Now that we had figured out the issue, it was just a matter of moving the other two servers we had already setup to new hostnames and IPs. The change only took a couple minutes and we were back in business. Jenkins was showing the response times as low and the clocks in sync. Everything looked great… until a little while later when I got an email notifying me that a build had failed. I looked and sure enough, it was one of our new Mac minis and like the other failures, it happened in the middle of the build. Looking at the Jenkins interface, the slave had now been marked as down as its response times had gotten so bad. I looked to the third server that had shown the initial success and it was still fine. Once again, I was perplexed.
I tried searching online for any clues on what to do about a drifting clock in Jenkins with no luck. I went to an OS X Server room on IRC and asked for help, but was directed to try the Jenkins room. I went to the Jenkins room for help and nobody had any suggestions. I spent the night mulling things over and was running out of ideas.
The next morning I talked with Casey, one of our developers who had been helping me try to troubleshoot the issue the last couple of days. Casey had an idea; what about the energy saving preferences? I quickly took a look at the two problematic servers and noticed they were set to put the computer to sleep after 30 minutes of inactivity. I checked the third server and this option was disabled. I quickly disabled the option on the other two servers and wished for the best. Initially things looked better, but I had already been fooled several times with other solutions that initially had good results.

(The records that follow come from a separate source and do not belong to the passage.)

PR #562, opened 2024-09-04
Hh labels

kiadso:
changing household labels to align w/ Stella per request, increasing plot height, and adding space where needed. 

A problem I'm hoping @alex-silverman can help with is the height of the plot is better but it spills out of the box it's in and I'm not sure how to fix that

### DIFF
--- a/hardcodes.R
+++ b/hardcodes.R
@@ -133,11 +133,11 @@ issue_display_cols <- c("Issue", "Type", "Guidance", "Detail")
 
 syso_hh_types <- list(
   "All Household Types" = "All",
-  "Households without children" = "AO",
-  "Households with children" = "AC",
-  "Children Only" = "CO",
-  "Youth and Young Adults" = "YYA",
-  "Parenting Youth" = "PY"
+  "- Youth and Young Adult" = "YYA",
+  "Adult Only" = "AO",
+  "Adult Child" = "AC",
+  "- Parenting Youth" = "PY",
+  "Children Only" = "CO"
 )
 
 syso_level_of_detail <- list(
@@ -147,7 +147,7 @@ syso_level_of_detail <- list(
 )
 
 syso_project_types <- list(
-  "All" = "All",
+  "All Project Types" = "All",
   "Residential" = "Residential",
   "Non-residential" = "NonResidential"
 )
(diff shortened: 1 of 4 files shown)


helper_functions.R
```diff
@@ -408,12 +408,13 @@ sys_total_count_display <- function(total_count) {
       ),
       case_when(
         input$syso_hh_type == "All" ~ "",
-        str_detect(getNameByValue(syso_hh_types, input$syso_hh_type), "Household") == FALSE ~
-          paste(
-            " in",
-            getNameByValue(syso_hh_types, input$syso_hh_type),
-            " Households"
-          ),
+        str_detect(
```
alex-silverman, line 411: @kiadso won't this ALWAYS be false because none of the HH types contain the word "Household" anymore?

hardcodes.R
```diff
@@ -133,11 +133,11 @@ issue_display_cols <- c("Issue", "Type", "Guidance", "Detail")
 
 syso_hh_types <- list(
   "All Household Types" = "All",
-  "Households without children" = "AO",
-  "Households with children" = "AC",
-  "Children Only" = "CO",
-  "Youth and Young Adults" = "YYA",
-  "Parenting Youth" = "PY"
+  "- Youth and Young Adult" = "YYA",
```
alex-silverman, line 136: what's with the dashes?

alex-silverman (changes requested):

hardcodes.R
kiadso: Victoria asked that they be indented like this so it's clear that this is a subset of the non-youth-related HH Types.

helper_functions.R
kiadso: yes, I just never know if they're going to change the labels again later, but yes for now

alex-silverman: I'd rather keep the code clean and reflecting the current decisions. If we change the labels, it should be pretty obvious  that the Total line looks weird. We could also always add some sort of unit test if you're worried we might miss that.

hardcodes.R
alex-silverman: not sure i fully understand:

image

What is "Youth and Young Adult" a subset of? It looks "nested" under "All Household Types", but then all HH Types are subsets of "All Household Types".

kiadso: yes it's a subset of All Household Types- here's the piece I'm trying to match (minus the Veteran-related ones) 
image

We let the servers go for a few hours and this time the good results actually stuck. That was it; Casey figured it out. In retrospect it all makes sense. Well… almost all of it. The build processes didn’t count as activity because they were running in the background; the OS was relying on mouse/keyboard input to tell it the computer was in use. The reason the third server didn’t have any issues is because one of the settings that persisted across the reinstallation was the Xserve’s Energy Saver preferences. The Xserve’s seemed to have shipped with a much saner default of “Never” for the computer sleep option. I still don’t quite understand the symptoms of showing the clock as drifting ahead or why the response time appeared slow rather than just non-existant. Regardless, this was a much harder lesson to learn than it probably should have been. It should have occurred to us much sooner to check the Energy Saver preferences, but I do hope that Apple will change the default on the Mac mini servers to have these preferences disabled and save others the trouble and confusion. I don’t imagine that many people out there running servers want them going to sleep every 30 minutes.
tl;dr: Mac mini servers running as build servers had symptoms of slow response times with Jenkins, Jenkins reporting their system clocks as ahead, and builds failing at random points, but not all the time. This was fixed by changing the Mac mini server Energy Saver preferences from the default of putting it to sleep after 30 minutes of inactivity, to never putting it to sleep.